- **What to produce**
Which lines of the entries below contain the string "assert"? Copy each one.

[Collected data entries]

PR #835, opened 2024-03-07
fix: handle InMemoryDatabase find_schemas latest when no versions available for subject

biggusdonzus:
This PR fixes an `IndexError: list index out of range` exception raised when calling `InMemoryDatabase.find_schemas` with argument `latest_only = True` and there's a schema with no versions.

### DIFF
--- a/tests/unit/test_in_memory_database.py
---
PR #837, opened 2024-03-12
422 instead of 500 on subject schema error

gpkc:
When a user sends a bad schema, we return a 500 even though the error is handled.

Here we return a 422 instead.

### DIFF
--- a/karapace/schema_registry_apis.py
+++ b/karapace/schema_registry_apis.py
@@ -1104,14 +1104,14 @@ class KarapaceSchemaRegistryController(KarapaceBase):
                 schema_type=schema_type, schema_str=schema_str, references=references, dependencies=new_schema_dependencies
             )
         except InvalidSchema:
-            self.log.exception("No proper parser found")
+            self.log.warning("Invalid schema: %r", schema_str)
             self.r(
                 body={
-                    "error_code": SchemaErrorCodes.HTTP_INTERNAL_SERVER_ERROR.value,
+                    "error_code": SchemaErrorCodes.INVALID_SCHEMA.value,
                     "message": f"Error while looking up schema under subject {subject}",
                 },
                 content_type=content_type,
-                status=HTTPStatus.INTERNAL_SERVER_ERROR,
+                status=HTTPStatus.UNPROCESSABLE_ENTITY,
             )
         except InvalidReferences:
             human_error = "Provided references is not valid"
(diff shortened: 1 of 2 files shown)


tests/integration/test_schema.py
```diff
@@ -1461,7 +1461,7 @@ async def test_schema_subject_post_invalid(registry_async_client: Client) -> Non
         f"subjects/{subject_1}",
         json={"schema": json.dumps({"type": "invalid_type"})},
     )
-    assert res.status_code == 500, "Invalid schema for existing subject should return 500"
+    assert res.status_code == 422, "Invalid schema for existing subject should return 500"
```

- **Result**
-    assert res.status_code == 500, "Invalid schema for existing subject should return 500"
+    assert res.status_code == 422, "Invalid schema for existing subject should return 500"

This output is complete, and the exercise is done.